VideoGraph: Recognizing Minutes-Long Human Activities in Videos

title     = {VideoGraph: Recognizing Minutes-Long Human Activities in Videos},
author    = {Hussein, Noureldien and Gavves, Efstratios and Smeulders, Arnold WM},
booktitle = {ICCV Workshop on Scene Graph Representation and Learning},
year      = {2019}



Many human activities take minutes to unfold. To represent them, related works opt for statistical pooling, which neglects the temporal structure. Others opt for convolutional methods, as CNN and Non-Local. While successful in learning temporal concepts, they fall short of modeling minutes-long temporal dependencies.

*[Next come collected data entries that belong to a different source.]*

PR #4522, opened 2026-06-02
Create EMX-1 profile

IainD92:
Profile for korg emx-1.

All parameters that are controllable from CC WITHOUT using nrpn.

I've included value tables for the stuff that's a pain to remember (osc type, fx type, mod destination, etc). So you can reference it without scouring the internet every time you forget.
Taken from the official korg midi implementation for the EMX-1, and converted to decimal from hex for ease of use.


IainD92:
Will test this properly in the morning.

Are comments in XMLs allowed?

seangoodvibes:
> Will test this properly in the morning.
> 
> 
> 
> Are comments in XMLs allowed?

Thanks

Comments in the XML is fine if it works :)

IainD92:
Tested, works like a charm. Thanks for adding midi profiles!

seangoodvibes (approved):

PR #4526, opened 2026-06-10
Feature Extend/ Add midi follow control for specific tracks

seangoodvibes:
Added midi follow control for up to 16 specific midi follow track channels for deluge tracks 1-16.

- forward's cc's, notes, pitch bend and after touch to specific tracks
- add's default cc's 89 and 90 to forward mute and solo commands respectively to specific tracks when cc value received is greater than 0

To do:
- [x] Add track mute / solo commands
- [x] Add shift control toggle
- [x] Move all midi follow settings to MIDIFollow.xml


src/deluge/gui/l10n/english.json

We propose VideoGraph, a method to achieve the best of two worlds: represent minutes-long human activities and learn their underlying temporal structure. VideoGraph learns an undirected graph representation for human activities. The graph, its nodes and edges are learned entirely from video datasets, making VideoGraph applicable to video understanding tasks without node-level annotation.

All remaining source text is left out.